Problem 1: A frictionless mass is at the bottom of a hill, as shown below. The mass can be pushed against a spring so that when the mass is released, it goes a height h up the hill. What spring compression x is necessary for the mass to reach a given height h?
Problem 2: Use the impulse-momentum theorem to explain why landing on an air-filled bag is so much more comfortable than doing the same jump from 55 meters onto concrete. (Answers such as "The bag is softer than concrete" really aren't adequate.)
Problem 3: An exploding grapefruit (sorry, it's late) is sitting on the floor when it explodes into exactly two pieces. One piece is twice as massive as the other. Compare their speeds immediately after the explosion.
Problem 4: After the grapefruit explosion in the previous problem, the two pieces (one twice the mass of the other) slide across the floor until they come to a stop. Compare the distances they travel.

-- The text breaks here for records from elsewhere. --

PR #888, opened 2020-03-04
Linux bridge vlans merge bridge state

maiqueb:
Enable / disable vlan filtering on linux bridge interfaces via interface state merging.

This allows for a user to partially update the port configuration.

Considering the current state:
```yaml
---
interfaces:
  - name: eth1
    type: ethernet
    state: up
  - name: linux-br0
    type: linux-bridge
    state: up
    bridge:
      port:
        - name: eth1
          stp-hairpin-mode: false
          stp-path-cost: 100
          stp-priority: 32
          vlan:
            mode: trunk
            trunk-tags:
            - id: 101
            - id-range:
                min: 500
                max: 599
            tag: 100
            enable-native: true
```

If the user wants to remove the port vlan configuration on port
eth1 - and as a result disable port vlan filtering on the whose
bridge - the following yaml should be used:
```yaml
---
interfaces:
  - name: linux-br0
    type: linux-bridge
    state: up
    bridge:
      port:
        - name: eth1
          vlan: {}
```

Depends on: #913

### DIFF
--- a/libnmstate/state.py
+++ b/libnmstate/state.py
@@ -379,10 +379,16 @@ class State:
         entries that appear only on one state are ignored.
         This is a reverse recursive update operation.
         """
+        origin_other_state = other_state
         other_state = State(other_state.state)
         for name in self.interfaces.keys() & other_state.interfaces.keys():
             dict_update(other_state.interfaces[name], self.interfaces[name])
             self._ifaces_state[name] = other_state.interfaces[name]
+
+            iface_state = self.interfaces[name]
+            other_iface_state = origin_other_state.interfaces[name]
+            if iface_state.get(Interface.TYPE) == LinuxBridge.TYPE:
+                merge_linux_bridge_ports(iface_state, other_iface_state)
 
     def complement_master_interfaces_removal(self, other_state):
         """
@@ -939,3 +945,39 @@ def _remove_route_rule_default_values(rule):
     if rule.get(RouteRule.ROUTE_TABLE) == RouteRule.USE_DEFAULT_ROUTE_TABLE:
         del rule[RouteRule.ROUTE_TABLE]
     return rule
+
+
+def merge_linux_bridge_ports(desired_iface_state, current_iface_state):
+    """
+    Given a linux bridge desired state, and it's current state, merges
+    those together.
+
+    This extension of the interface merging mechanism simplifies the user's
+    life in scenarios where the user wants to partially update the bridge's
+    configuration - e.g. update only the bridge's port STP configuration -
+    since it enables the user to simply specify the updated values rather
+    than the full current state + the updated value.
+    """
+    desired_bridge_state = desired_iface_state.get(
+        LinuxBridge.CONFIG_SUBTREE, {}
+    )
+    desired_ports = desired_bridge_state.get(LinuxBridge.PORT_SUBTREE, [])
+    current_ports = current_iface_state.get(
+        LinuxBridge.CONFIG_SUBTREE, {}
+    ).get(LinuxBridge.PORT_SUBTREE, [])
+
+    current_indexed_ports = _index_ports(current_ports)
+    desired_indexed_ports = _index_ports(desired_ports)
+
+    merged_ports = desired_indexed_ports
+    for name in desired_indexed_ports.keys() & current_indexed_ports.keys():
+        dict_update(current_indexed_ports[name], desired_indexed_ports[name])
+        merged_ports[name] = current_indexed_ports[name]
+
+    desired_bridge_state[LinuxBridge.PORT_SUBTREE] = list(
+        merged_ports.values()
+    )
+
+
+def _index_ports(ports):
+    return {port[LinuxBridge.Port.NAME]: port for port in ports}
--- a/libnmstate/state.py
+++ b/libnmstate/state.py
@@ -370,6 +370,7 @@ class State:
         self._capitalize_mac()
         self._remove_empty_description()
         self._remove_ip_stack_if_disabled()
+        self._normalize_linux_bridge_port_vlan()
 
     def merge_interfaces(self, other_state):
         """
@@ -770,6 +771,20 @@ class State:
                     other_state._config_route_rules
                 )
             }
+
+    def _normalize_linux_bridge_port_vlan(self):
+        linux_bridges = (
+            iface
+            for iface in self.interfaces.values()
+            if iface[Interface.TYPE] == InterfaceType.LINUX_BRIDGE
+        )
+        for lb in linux_bridges:
+            ports = lb.get(LinuxBridge.CONFIG_SUBTREE, {}).get(
+                LinuxBridge.PORT_SUBTREE, []
+            )
+            for port in ports:
+                if not port.get(LinuxBridge.Port.VLAN_SUBTREE):
+                    port[LinuxBridge.Port.VLAN_SUBTREE] = {}
 
 
 def dict_update(origin_data, to_merge_data):
--- a/tests/integration/testlib/statelib.py
+++ b/tests/integration/testlib/statelib.py
@@ -118,6 +118,7 @@ class State:
         self._sort_ip_addresses()
         self._sort_interfaces_by_name()
         self._canonicalize_iface_ipv6_addresses()
+        self._normalize_linux_bridge_port_vlan()
 
     def match(self, other):
         return _state_match(self.state, other.state)
@@ -228,6 +229,20 @@ class State:
                         with contextlib.suppress(ValueError):
                             option_value = int(option_value)
                         options[option_name] = option_value
+
+    def _normalize_linux_bridge_port_vlan(self):
+        linux_bridges = (
+            iface
+            for iface in self._state.get(Interface.KEY, [])
+            if iface[Interface.TYPE] == LinuxBridge.TYPE
+        )
+        for lb in linux_bridges:
+            ports = lb.get(LinuxBridge.CONFIG_SUBTREE, {}).get(
+                LinuxBridge.PORT_SUBTREE, []
+            )
+            for port in ports:
+                if not port.get(LinuxBridge.Port.VLAN_SUBTREE):
+                    port[LinuxBridge.Port.VLAN_SUBTREE] = {}
 
 
 def _lookup_iface_state_by_name(interfaces_state, ifname):
--- a/tests/lib/state_test.py
+++ b/tests/lib/state_test.py
@@ -36,6 +36,8 @@ from libnmstate.schema import Route
 from libnmstate.schema import RouteRule
 from libnmstate.schema import Team
 
+from .testlib import bridgelib
+
 
 IFACE0 = "foo"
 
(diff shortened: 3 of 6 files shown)


libnmstate/state.py
```diff
@@ -381,9 +381,21 @@ def merge_interfaces(self, other_state):
         This is a reverse recursive update operation.
         """
         other_state = State(other_state.state)
+        origin_other_state = other_state
+        other_state = State(origin_other_state.state)
```
ffmancera: I don't understand why is this needed. You are creating a copy of `other_state` twice.

libnmstate/state.py
```diff
@@ -381,9 +381,21 @@ def merge_interfaces(self, other_state):
...
         for name in self.interfaces.keys() & other_state.interfaces.keys():
             dict_update(other_state.interfaces[name], self.interfaces[name])
             self._ifaces_state[name] = other_state.interfaces[name]
+        # Merge the port list of linux bridge
+        other_state = State(origin_other_state.state)
```
ffmancera: Why is this needed? You can use `origin_other_state` below.

libnmstate/state.py
```diff
@@ -381,9 +381,21 @@ def merge_interfaces(self, other_state):
...
+        for iface_name, iface_state in self.interfaces.items():
+            if (
+                iface_state[Interface.STATE] == InterfaceState.UP
+                and iface_state[Interface.TYPE] == LinuxBridge.TYPE
+            ):
+                other_iface_state = other_state.interfaces.get(iface_name)
+                if other_iface_state:
+                    merge_linux_bridge_ports(iface_state, other_iface_state)
```
ffmancera: As you are not modifying `other_state` here, you can use `origin_other_state` instead of  `other_state`.

cathay4t:
And meanwhile, we need more merge tests:

 * Disable VLAN filtering of certain port.
 * Remove port from bridge.
 * Add port to bridge.

tests/lib/state_test.py
```diff
@@ -1289,3 +1291,235 @@ def _create_desired_state():
...
+            TestPortVlanLinuxBridge.Bridge_name
+        ]
+        desired_bridge_ports = desired_bridge_state.get(
+            LinuxBridge.CONFIG_SUBTREE, {}
+        ).get(LinuxBridge.PORT_SUBTREE, [])
+
+        # this would assure that none of the ports have a port vlan subtree
+        assert not TestPortVlanLinuxBridge._is_vlan_filtering_enabled(
+            desired_bridge_ports
+        )
```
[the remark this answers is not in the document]
maiqueb: I don't understand what you're looking for here.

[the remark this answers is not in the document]
cathay4t: I mean:
```python
        assert desired_bridge_ports[0] == {
            Interface.NAME: TestPortVlanLinuxBridge.Bridge_name,
            Interface.TYPE: InterfaceType.LINUX_BRIDGE,
            LinuxBridge.CONFIG_SUBTREE: {
                LinuxBridge.PORT_SUBTREE: [
                    {LinuxBridge.Port.NAME: TestPortVlanLinuxBridge.Port1},
                    {LinuxBridge.Port.NAME: TestPortVlanLinuxBridge.Port2},
                ]
            },
        }
```

tests/lib/state_test.py
```diff
@@ -1289,3 +1291,235 @@ def _create_desired_state():
...
+            LinuxBridge.Port.NAME: TestPortVlanLinuxBridge.Port1,
+            LinuxBridge.Port.VLAN_SUBTREE: {
+                LinuxBridge.Port.Vlan.MODE: LinuxBridge.Port.Vlan.Mode.TRUNK,
+                LinuxBridge.Port.Vlan.TRUNK_TAGS: [
+                    {LinuxBridge.Port.Vlan.TrunkTags.ID: 100},
+                    {LinuxBridge.Port.Vlan.TrunkTags.ID: 200},
+                    {LinuxBridge.Port.Vlan.TrunkTags.ID: 300},
+                ],
+            },
+        } in desired_bridge_ports
```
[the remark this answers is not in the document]
cathay4t: My bad. I read the code in the wrong way.

tests/lib/testlib/portvlanlib.py
```diff
@@ -0,0 +1,65 @@
...
+#
+# You should have received a copy of the GNU Lesser General Public License
+# along with this program. If not, see <https://www.gnu.org/licenses/>.
+#
+
+
+from libnmstate.schema import LinuxBridge
+
+
+def update_bridge_port_vlan_config(bridge, port_name, vlan_config):
```
EdDev: Currently this is not used, please either use it now or introduce it with the usage.

BTW, I prefer you make it immutable and return a new bridge state (do not bother if this is meant to just extract current code to a function).

libnmstate/state.py
```diff
@@ -935,3 +947,52 @@ def _remove_route_rule_default_values(rule):
...
+    Given a linux bridge desired state, and it's current state, merges
+    those together.
+
+    This extension of the interface merging mechanism simplifies the user's
+    life in scenarios where the user wants to partially update the bridge's
+    configuration - e.g. update only the bridge's port STP configuration -
+    since it enables the user to simply specify the updated values rather
+    than the full current state + the updated value.
+    """
+    ports = iface_state.get(LinuxBridge.CONFIG_SUBTREE, {}).get(
```
EdDev: I'm opening a separated thread to discuss this merge algorithm (instead of continuing this in the  thread on line 998).

I will ask it, because I may be missing here something basic:
Why can't we follow the original interface merging pattern? What is different here?
I mean, the original interface merging has identify the same interfaces based on the names, and for those a recursive merge has been applied. Sets or lists got overwritten but empty dicts have not overwritten.
Seems to me, like the only fix needed is in the `dict_update` implementation, such that a an empty dict (val == {}) will result in overwriting the origin value. Then use it here instead of repeating a similar algorithm.

I have not tried this out yet, will try to do so and update here.

libnmstate/state.py
```diff
@@ -935,3 +947,52 @@ def _remove_route_rule_default_values(rule):
...
+            other_port = other_index_ports.get(port_name)
+
+            if other_port:
+                # when the desired_state features an explicit empty value,
+                # the user is indicating that value is to be deleted. No merge
+                # is to be applied for those attributes.
+                attrs_to_delete = {k for k, v in port.items() if not v}
+                for attr in attrs_to_delete:
+                    other_port.pop(attr)
+                dict_update(port, other_port)
```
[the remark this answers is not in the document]
cathay4t: By using the `dict_update(port, other_port)`, you are using properties
from `other_port`( aka, current state) to override desire state.

debug:
```python
>>> from libnmstate.state import dict_update
>>>
>>> port = {'a': 1}
>>> other_port = {'a': 2, 'b': 3}
>>> dict_update(port, other_port)
{'a': 2, 'b': 3}
>>> port
{'a': 2, 'b': 3}
>>> other_port
{'a': 2, 'b': 3}
```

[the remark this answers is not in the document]
cathay4t: Sorry. I missed the line you do a `dict_update` before this.

libnmstate/state.py
ffmancera: Thank you!

libnmstate/state.py
ffmancera: Thanks!

libnmstate/state.py
ffmancera: Thanks!

libnmstate/state.py
```diff
@@ -935,3 +953,52 @@ def _remove_route_rule_default_values(rule):
...
+    than the full current state + the updated value.
+    """
+    desired_ports = desired_iface_state.get(
+        LinuxBridge.CONFIG_SUBTREE, {}
+    ).get(LinuxBridge.PORT_SUBTREE)
+    current_ports = current_iface_state.get(
+        LinuxBridge.CONFIG_SUBTREE, {}
+    ).get(LinuxBridge.PORT_SUBTREE, [])
+
+    if desired_ports is None and current_ports:
```
EdDev: As I commented before, I do not really like this complexity from this point down.
I want to check if we can simplify it.

- If the port subtree was not mentioned in the desired state, I would expect it to be merged from the current state by the original `merge_interfaces` processing. How come is it not?
- If the port subtree is mentioned in the desired state as an explicit empty list, I would expect it to overwrite the current state as part of the original merge as well.
- We are left with merging individual dicts, for the ones that appear in both the desired and the current. This is exactly what the `merge_interfaces` do at the interface list level, therefore doing the same here on the port list level could work as well. Please help me understand if it cannot.

I have also posted #913 which suggests to treat an explicit empty dict as an explicit request from the user/client to initialize/cleanup a subtree in the state. This fits the idea discussed here to remove the vlan subtree.

libnmstate/state.py
```diff
@@ -381,9 +381,21 @@ def merge_interfaces(self, other_state):
         This is a reverse recursive update operation.
         """
         other_state = State(other_state.state)
+        origin_other_state = State(other_state.state)
```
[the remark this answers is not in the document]
EdDev: I will try to present it fully by code then:
```
def merge_interfaces(self, other):
    origin_other_state = other
    other_state = State(other.state)
    ...
    for ...
        iface_state = self.interfaces[name]
        other_iface_state = origin_other_state.interfaces[name]
        ...
```

EdDev:
> > Review `tests, vlan filtering: add a port vlan manipulation library` commit:
> > > `portvlanlib`
> > 
> > 
> > This does not hint that this is Linux Bridge specific. Port vlan fits OVS ports as well after all.
> > How about `bridgelib`? There you can have a `PortVlan` class as a namespace (with static methods).
> 
> I'm confused. Why wouldn't the ovs bridge use the same subtree ? This library does nothing more than generate the port vlan subtree, that unless I'm missing something can / should be re-used in ovs bridges.

I am good with your intentions, but in practice you used `LinuxBridge` constants in that module.
If the OVS port can share code with the Bridge, it requires proof. At the moment, it does not seem to happen.
I do hope we will manage to be there.

libnmstate/state.py
maiqueb: I've rebased the tree with your PR - removing the interface merging commit - and it does not work.

It fails to update the desired state with the current state on the following tests:
  - https://github.com/nmstate/nmstate/pull/888/files#diff-d74d6ba3d078c4946b2ef63a5e16130fR1409
    - failed to merge vlan configuration from port1 into the desired state - check [0]
  - https://github.com/nmstate/nmstate/pull/888/files#diff-d74d6ba3d078c4946b2ef63a5e16130fR1530
    - failed to merge the vlan configuration from the port - check [1]

Seems the state is not being correctly passed from the current into the desired state.

[0] - https://paste.centos.org/view/3759b702
[1] - https://paste.centos.org/view/38ff380b

These pastebins will expire after 1 day.

libnmstate/state.py
```diff
@@ -939,3 +945,39 @@ def _remove_route_rule_default_values(rule):
...
+    This extension of the interface merging mechanism simplifies the user's
+    life in scenarios where the user wants to partially update the bridge's
+    configuration - e.g. update only the bridge's port STP configuration -
+    since it enables the user to simply specify the updated values rather
+    than the full current state + the updated value.
+    """
+    desired_bridge_state = desired_iface_state.get(
+        LinuxBridge.CONFIG_SUBTREE, {}
+    )
+    desired_ports = desired_bridge_state.get(LinuxBridge.PORT_SUBTREE)
```
EdDev: Isn't it suppose to default to and empty tuple/list?

libnmstate/state.py
```diff
@@ -771,6 +772,20 @@ def merge_route_rules(self, other_state):
                 )
             }
 
+    def _normalize_linux_bridge_port_vlan(self):
+        linux_bridges = [
+            iface
+            for iface in self.interfaces.values()
+            if iface[Interface.TYPE] == InterfaceType.LINUX_BRIDGE
+        ]
```
EdDev: This fits a generator. It can be converted to one by just replacing the square brackets with regular ones (`()`).

tests/integration/testlib/statelib.py
```diff
@@ -229,6 +230,20 @@ def _convert_lag_numeric_value_options_to_integer(self):
                             option_value = int(option_value)
                         options[option_name] = option_value
 
+    def _normalize_linux_bridge_port_vlan(self):
+        linux_bridges = [
```
EdDev: Same here, you can use a generator.

tests/lib/state_test.py
```diff
@@ -1293,3 +1295,299 @@ def _create_desired_state():
                 ]
             }
         )
+
+
+class TestLinuxBridgeState:
+    Bridge_name = "bridge0"
+    Port1 = "eth1"
+    Port2 = "eth2"
```
EdDev: CamelCase is reserved for classes, please use upper or lower cases.

tests/lib/state_test.py
```diff
@@ -1293,3 +1295,299 @@ def _create_desired_state():
...
+            LinuxBridge.CONFIG_SUBTREE: {
+                LinuxBridge.PORT_SUBTREE: [
+                    {LinuxBridge.Port.NAME: TestLinuxBridgeState.Port1},
+                ]
+            },
+        }
+        desired_state = state.State({Interface.KEY: [desired_bridge_state]})
+        desired_state.merge_interfaces(current_state)
+
+        desired_bridge_ports = desired_bridge_state.get(
```
EdDev: I think you need to query the `desired_state` object and not on the original row data/dict. They are not the same after the merge (the State constructor copies it).

tests/lib/state_test.py
```diff
@@ -1293,3 +1295,299 @@ def _create_desired_state():
...
+    Port1 = "eth1"
+    Port2 = "eth2"
+
+    def test_add_port_to_bridge(self):
+        current_bridge_state = {
+            Interface.NAME: TestLinuxBridgeState.Bridge_name,
+            Interface.TYPE: InterfaceType.LINUX_BRIDGE,
+            Interface.STATE: InterfaceState.UP,
+            LinuxBridge.CONFIG_SUBTREE: {LinuxBridge.PORT_SUBTREE: []},
+        }
```
EdDev: Consider using a helper function to create a basic bridge interface state.

tests/lib/state_test.py
maiqueb: Done.

This exposed a bug on the port merge algorithm - I had to initialize `merged_ports` to the ports coming from the desired state in https://github.com/nmstate/nmstate/pull/888/files#diff-09946053413e41502a142f4bfe77875bR987 

Good catch :)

Problem 5: Calvin (mass m) is sliding down a snow-covered hill (height h) on his frictionless toboggan. Exactly halfway down the hill he hits Hobbes (also mass m) who lands in Calvin's lap and the two of them continue down the hill. How fast are they going at the bottom?

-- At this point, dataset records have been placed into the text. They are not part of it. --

PR #892, opened 2020-03-05
nm, linux bridge, vlan filtering: implement port vlan for linux bridges

maiqueb:
This patch implements trunk ports and access ports as per the
port vlan schema, introduced in [0].

[0] - #440

This is part of the split from PR #576 .

PR #893, opened 2020-03-05
Activate port vlan functionality

maiqueb:
Activate port vlan functionality in nmstate.

Depends on: #882 
Depends on: #888 
Depends on: #892 

### DIFF
--- a/libnmstate/nm/applier.py
+++ b/libnmstate/nm/applier.py
@@ -398,10 +398,11 @@ def _build_connection_profile(
     if bond_opts:
         settings.append(bond.create_setting(bond_opts, wired_setting))
     elif iface_type == bridge.BRIDGE_TYPE:
-        bridge_options = iface_desired_state.get(bridge.BRIDGE_TYPE, {}).get(
-            LB.OPTIONS_SUBTREE
-        )
-        if bridge_options:
+        bridge_config = iface_desired_state.get(bridge.BRIDGE_TYPE, {})
+        bridge_options = bridge_config.get(LB.OPTIONS_SUBTREE)
+        bridge_ports = bridge_config.get(LB.PORT_SUBTREE)
+
+        if bridge_options or bridge_ports:
             linux_bridge_setting = bridge.create_setting(
                 bridge_options, base_profile
             )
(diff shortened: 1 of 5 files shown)


cathay4t:
@maiqueb Don't worry about the `backport candidate` flag. We(me or @ffmancera ) will do the backport.

maiqueb:
> Previously we created the settings only if something changed on the bridge interface. Most-likely this new code is correct, but at the same time it changes logic that is not a must.
IMO, it will be safer to check if the options or the port subtree changed and only then create the settings.

> An example where this changed the current case: Previously, if one defined a bridge without any special configuration (only the name, type and state), we would not have created this nm setting at all and some default would have been used probably. Now, we do create it and therefore this has the potential to destabilize the other scenarios.

> Lets do this thing as a separate commit and for now just check also the port subtree explicitly. We should not create the setting if no options or port subtree was specified.
My main concern here is that we may need to revert this change and I will prefer to do it with a simple git commit revert. So it may as well be placed in this PR, just before this commit.

I've noticed that we could introduce a less traumatic change; take a short look @ https://github.com/nmstate/nmstate/pull/893/commits/d282cf2d116ec61904c66393f31981e286b82494 

Would that option be OK for you ? If so, I'll just squash that commit into the others.

EdDev:
> I've noticed that we could introduce a less traumatic change; take a short look @ d282cf2
> Would that option be OK for you ? If so, I'll just squash that commit into the others.

Could you please explain me why this complexity is needed? I lost you there.
I just asked to check in addition to the options the port subtree, if one of them exists, call the setting. Isn't that simpler?
Alternatively, you could just  do what you have now, but as a separate commit and then add the commit with the vlan filtering.

I surely do not think it is a good idea for the caller to check if vlan filtering is enabled or not, that was an older version we all recommended not to go with.

libnmstate/nm/applier.py
```diff
@@ -401,7 +401,10 @@ def _build_connection_profile(
         bridge_options = iface_desired_state.get(bridge.BRIDGE_TYPE, {}).get(
             LB.OPTIONS_SUBTREE
         )
-        if bridge_options:
+        bridge_ports = iface_desired_state.get(bridge.BRIDGE_TYPE, {}).get(
```
EdDev: nit: It should be enough to do the `iface_desired_state.get(bridge.BRIDGE_TYPE, {})` once.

Problem 6: A mass m is attached to a spring k on a frictionless horizontal surface. The spring is stretched some initial distance x = xo, and then the mass is released. How fast is the mass going when it gets to x = xo/2?
Problem 7: In lab, a "frictionless" cart of mass M is on a horizontal track. A hanging mass m is attached by a string, over a frictionless pulley. How fast will the cart be moving after the hanging mass drops a distance h? Use force/acceleration methods.

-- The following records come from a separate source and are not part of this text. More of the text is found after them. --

PR #894, opened 2020-03-05
automation: compare packaging againts upstream branch

ffmancera:
Travis is only taking the contributor branch, in order to do the diff
over the packaging folder we must compare againts the upstream repository.

Signed-off-by: Fernando Fernandez Mancera <ffmancera@riseup.net>

PR #887, opened 2020-03-04
containers: replace docker.io hub with quay.io hub

ffmancera:
Signed-off-by: Fernando Fernandez Mancera <ffmancera@riseup.net>

PR #897, opened 2020-03-05
Backport bulk for nmstate-0.2.8

ffmancera:
This is backporting the following PRs: #894, #887, #886, #870, #863, #860


ffmancera:
> Back-porting to a stable branch should be carefully reviewed and decided upon.
> Please do not do this in a bulk, please propose each separately in order to avoid mistakes and allow progress even if some backports are not agreed upon.
> 
> In general, I would suggest to follow some of the downstream rules, even if it is an overhead. Specifically, having an issue for each backport that explains why it merits it.
> (A BZ, if it exists, is enough for me)

I agree with that. But I think this is going to overload us with a lot of PRs to review. In addition, @cathay4t requested a Backport bulk instead of a PR for each patch backport. What do you think? @cathay4t

ffmancera:
Some patches have been splitted in #927

ffmancera:
I am closing this because I am going to split the commits in several PRs.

Problem 8: Redo the previous problem, using energy conservation. 9. The world record for the men's indoor pole vault -6.15 meters- is held by Sergei Bubka of Ukraine. Pole vaulting is very much a "conservation of energy" sport: the kinetic energy of the vaulter is changed to spring potential energy in the pole and finally to gravitational potential energy as the vaulter clears the bar.
(a) What approach speed would Sergei have needed in order to clear the bar, assuming that his center of mass was initially at a height of 1.0 m?
(b) Sergei's measured approach speed was 9.9 m/s. Where did the extra energy come from? (Data in this problem comes from Wikipedia.org, February 2007.)
Problem 10: How long would it take a ping-pong ball to fall 10 m, considering air resistance? Use the techniques you've learned in Python so far to find the answer.
Problem 11: Bubba (m= 80 kg) is staring on a frictionless skateboard. He is holding 10 kg watermelon. Starting from rest, he threw one watermelon and then the other straifght forward at 7.0 m/s relative to the skateboard. What is Bubba's final speed?